Gary Oldman as Churchill
Gary Oldman as Winston Churchill in “Darkest Hour.” Photo: Focus Features

Actor Gary Oldman said Sunday evening he expects to be a lifelong student of Winston Churchill.

Oldman had plenty of material to draw from for his portrayal of the British prime minister in “Darkest Hour,” which won him a best actor award from the Screen Actors Guild.

“I think there were 100 books that were written about him. He wrote 50,” Oldman told reporters backstage. “I’m still reading so I imagine my curiosity about him will be a lifelong journey.”

He said he was first impressed by the leader’s “energy and dynamism” and began building his characterization from the outside.

“I started outside in and tried to get the physicality and the walk and that gives you clues,” the actor said. Then “at some point the intellectual side of it has to stop … (you need to) metabolize it … make it into a … living, breathing person.”

The SAG Awards are particularly coveted because they are voted on only by fellow actors and Oldman was one of many who talked about when they first knew they wanted to be an actor.

For Oldman, it was seeing Malcolm McDowell in a 1971 film called “The Raging Moon.”
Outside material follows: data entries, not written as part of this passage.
PR #2225, opened 2017-12-11
Fix VaultUpdate filtering in trackBy

exFalso:
This PR fixes the update filtering.

Previously when a user tracked UNCONSUMED states, updates with nothing produced were filtered out, making a local view of UNCONSUMED states inconsistent as updates that only consumed were swallowed.

Imo the reason for this inconsistency stems from using `VaultUpdate`s for two separate purposes:
1. As a datastructure describing what states were consumed and produced
2. As a datastructure describing *the diff between two vault query results*

I think 2 should be a different datastructure, e.g.
```kotlin
data class QueryResultDiff {
  val rowsAdded
  val rowsRemoved
}
```

The above would clarify what's going on. When the user `track`s, the stream should contain `QueryResultDiff`s rather than `VaultUpdate`s. The property of consumedness/producedness is orthogonal to a row being removed/added to a query result.
For example if the user queries CONSUMED states the diffs would always have `rowsRemoved` empty, as the set of CONSUMED states always grows.
If the user queries UNCONSUMED states then both `rowsAdded` and `rowsRemoved` may be non-empty, as the set of UNCONSUMED states may both grow and shrink.

Unfortunately the above would imply an API break, so in this PR I used `VaultUpdate`s as these diffs.
In the case of UNCONSUMED/ALL queries the updates are modified to only contain states of the queried type, but other than that the update stays the same.
In the case of CONSUMED queries the updates are additionally modified by clearing the `produced` set.

I left the old `containsType` function as is because it's public API (even though it isn't used by the filtering anymore).

### DIFF
--- a/docs/source/api-vault-query.rst
+++ b/docs/source/api-vault-query.rst
@@ -488,10 +488,21 @@ Behavioural notes
    is a separate SQL query on the underlying database, and it is entirely conceivable that state modifications are
    taking place in between and/or in parallel to paging requests. When using pagination, always check the value of the
    ``totalStatesAvailable`` (from the ``Vault.Page`` result) and adjust further paging requests appropriately.
-3. In case ``TrackBy`` is used the filters are applied to the initial query and subsequent updates will reflect the
-   diffs between such filtered queries. Note that this means that if a ``trackBy`` queries UNCONSUMED states the
-   returned snapshot will only contain UNCONSUMED states, however updates will contain both consumed and unconsumed
-   states related to the change in case a previously UNCONSUMED state got consumed.
+3. In the case where ``TrackBy`` is used, ``QueryCriteria`` filters are only applied to the initial snapshot query.
+   Subsequent updates reflect all changes since that initial filtered query.
+   For example if a ``trackBy`` queries UNCONSUMED states the returned snapshot will only contain UNCONSUMED states,
+   however updates will contain both consumed and unconsumed states related to the change in case a previously
+   UNCONSUMED state got consumed.
+
+   An example scenario:
+     Alice issues $1
+     Alice moves $1 to Bob
+     Bob moves $1 back to Alice
+   If Alice tracks the vault for UNCONSUMED states before this interchange then she will see:
+     Update($1 produced, nothing consumed)
+     Update(nothing produced, $1 consumed)
+     Update($1 produced, nothing consumed)
+   If we didn't send the second update Alice would think she has $2!
 
 Other use case scenarios
 ------------------------
--- a/docs/source/api-vault-query.rst
+++ b/docs/source/api-vault-query.rst
@@ -488,6 +488,10 @@ Behavioural notes
    is a separate SQL query on the underlying database, and it is entirely conceivable that state modifications are
    taking place in between and/or in parallel to paging requests. When using pagination, always check the value of the
    ``totalStatesAvailable`` (from the ``Vault.Page`` result) and adjust further paging requests appropriately.
+3. In case ``TrackBy`` is used the filters are applied to the initial query and subsequent updates will reflect the
+   diffs between such filtered queries. Note that this means that if a ``trackBy`` queries UNCONSUMED states the
+   returned snapshot will only contain UNCONSUMED states, however updates will contain both consumed and unconsumed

McDowell had a wonderful vulnerability in his portrayal and McDowell was “captivated by that huge grin” and McDowell’s mesmerizing blue eyes.

“It was like a lightning bolt,” Oldman said. “I thought there and then, I want to do that, that’s what I want to do for a living.”

Oldman said he has been “very lucky and very blessed” despite ups and downs in his careers. And he took some of the younger generation of actors to task.

“Some young actors … not all of them,” Oldman said, are part of “a generation that wants to get everything instantly. They want to take four weeks of acting school and they’ve got it, they think they’ve got it.

“There’s no substitute for the work,” Oldman said, sending a message to young actors they need to pay their dues.

As for awards season, Oldman said he was living in the moment.

“We have today, but there’s no guarantee we’re going to get tomorrow, so my feeling is, enjoy the moment in the sun. It will eclipse, it always does. It’ll be someone else standing up here next year.”